PR #734, opened 2016-11-11
Fix issues in smoke test generator

shinfan:
- Fixed the snippet where `sampleMethodCallArgList` was private
- Fixed an issue that `InitCodeTransformer` treated variable values as quoted string
- Fixed the `requireProjectId` method which did not return correct values in some cases.

### DIFF
--- a/src/main/java/com/google/api/codegen/transformer/java/JavaGapicSurfaceTestTransformer.java
+++ b/src/main/java/com/google/api/codegen/transformer/java/JavaGapicSurfaceTestTransformer.java
@@ -51,10 +51,12 @@ import com.google.api.codegen.util.testing.TestValueGenerator;
 import com.google.api.codegen.viewmodel.ApiMethodType;
 import com.google.api.codegen.viewmodel.FieldSettingView;
 import com.google.api.codegen.viewmodel.FileHeaderView;
+import com.google.api.codegen.viewmodel.FormattedInitValueView;
 import com.google.api.codegen.viewmodel.InitCodeLineView;
 import com.google.api.codegen.viewmodel.InitCodeView;
 import com.google.api.codegen.viewmodel.ResourceNameInitValueView;
 import com.google.api.codegen.viewmodel.SimpleInitCodeLineView;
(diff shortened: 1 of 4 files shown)


shinfan:
@garrettjonesgoogle  friendly ping

garrettjonesgoogle:
Sorry I missed this. I don't see any updates to baselines - is it hard to come up with a baseline for it?

shinfan:
@garrettjonesgoogle  Yes, it may require some extra changes if we want the baseline to cover all cases. @michaelbausor and I had this dicussion in a previous PR. Currently we only support one smoke test method per interface which means we can only test for one of many cases.

garrettjonesgoogle:
Which real API exercises this functionality?

src/main/java/com/google/api/codegen/transformer/java/JavaGapicSurfaceTestTransformer.java
```diff
@@ -185,11 +187,17 @@ private boolean requireProjectId(InitCodeView initCodeView, SurfaceNamer namer)
...
         SimpleInitCodeLineView simpleLine = (SimpleInitCodeLineView) line;
+        String projectVarName =
+            namer.localVarName(Name.from(InitFieldConfig.PROJECT_ID_VARIABLE_NAME));
         if (simpleLine.initValue() instanceof ResourceNameInitValueView) {
           ResourceNameInitValueView initValue = (ResourceNameInitValueView) simpleLine.initValue();
-          return initValue
-              .formatArgs()
-              .contains(namer.localVarName(Name.from(InitFieldConfig.PROJECT_ID_VARIABLE_NAME)));
+          return initValue.formatArgs().contains(projectVarName);
+        } else if (simpleLine.initValue() instanceof SimpleInitValueView) {
```
shinfan: Logging goes into this case

shinfan:
@garrettjonesgoogle  I have marked them inline.

garrettjonesgoogle:
Ok. LGTM

PR #735, opened 2016-11-11
Generalize discovery API overrides to support regex fields

tcoffee-google:


src/test/java/com/google/api/codegen/testdata/discoveries/cloudmonitoring.v2beta2.json.overrides
```diff
@@ -1,13 +1,7 @@
...
   "java": {
     "methods": {
-      "cloudmonitoring.metricDescriptors.list": {
-        "requestBodyType": null
-      },
-      "cloudmonitoring.timeseries.list": {
-        "requestBodyType": null
-      },
-      "cloudmonitoring.timeseriesDescriptors.list": {
+      ".*list": {
```
saicheems: While unlikely, it's possible that they add another list method that is actually correct.
Should we do `cloudmonitoring.(metricDescriptors|timeseries|timeseriesDescriptors).list" instead?

src/test/java/com/google/api/codegen/testdata/discoveries/translate.v2.json.overrides
```diff
@@ -1,17 +1,7 @@
...
-          "q": {
-            "type": {
-              "kind": "TYPE_STRING",
-              "isArray": false
-            }
-          }
-        }
-      },
-      "language.translations.list": {
+      "language.(detections|translations).list": {
```
saicheems: Do the periods here correspond to any character or do they need to be escaped?

src/test/java/com/google/api/codegen/testdata/discoveries/cloudmonitoring.v2beta2.json.overrides
tcoffee-google: I considered it, but thought it more likely such a hypothetical method would follow their existing pattern. Seems like compile check would catch it either way.

src/test/java/com/google/api/codegen/testdata/discoveries/translate.v2.json.overrides
tcoffee-google: They're any character, but the method ID format means they must be periods.

saicheems:
lgtm

PR #738, opened 2016-11-15
Update smoke test and minor fixes.

shinfan:
- Deprecate PageAccessor.
- Fixed an issue that the variable name "projectId" is already taken by
  the `executeNoCatch()` method.
- Fixed an issue of default flattened parameters were initialized correctly.

- Tests passed against api-client-staging

After this PR I will add the generated smoke tests into api-client-staging repo.

### DIFF
--- a/src/main/java/com/google/api/codegen/transformer/java/JavaGapicSurfaceTestTransformer.java
+++ b/src/main/java/com/google/api/codegen/transformer/java/JavaGapicSurfaceTestTransformer.java
@@ -236,14 +236,8 @@ public class JavaGapicSurfaceTestTransformer implements ModelToViewTransformer {
             .initFieldConfigStrings(testConfig.getInitFieldConfigStrings())
             .symbolTable(table)
             .fieldConfigMap(fieldConfigMap);
-
     if (context.getMethodConfig().isFlattening()) {
-      ArrayList<Field> initFields = new ArrayList<>();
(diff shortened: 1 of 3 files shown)


src/main/java/com/google/api/codegen/transformer/java/JavaGapicSurfaceTestTransformer.java
```diff
@@ -217,14 +221,31 @@ private InitCodeContext createSmokeTestInitContext(MethodTransformerContext cont
...
+            .symbolTable(table)
+            .fieldConfigMap(fieldConfigMap);
+
+    if (context.getMethodConfig().isFlattening()) {
+      ArrayList<Field> initFields = new ArrayList<>();
+      for (FieldConfig fieldConfig :
+          context.getFlatteningConfig().getFlattenedFieldConfigs().values()) {
+        initFields.add(fieldConfig.getField());
+      }
+      contextBuilder.initFields(initFields);
```
michaelbausor: You can use context.getFlatteningConfig().getFlattenedFields() instead of creating initFields

shinfan: Good point. Done

shinfan:
@michaelbausor  Travis is failing but it looks like flaky. I will try to upload and trigger it one more time.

━━━━━━

__TASK__
The expected answer is every line in the data above that carries the string "instead".

__RESULT BELOW__
Should we do `cloudmonitoring.(metricDescriptors|timeseries|timeseriesDescriptors).list" instead?
michaelbausor: You can use context.getFlatteningConfig().getFlattenedFields() instead of creating initFields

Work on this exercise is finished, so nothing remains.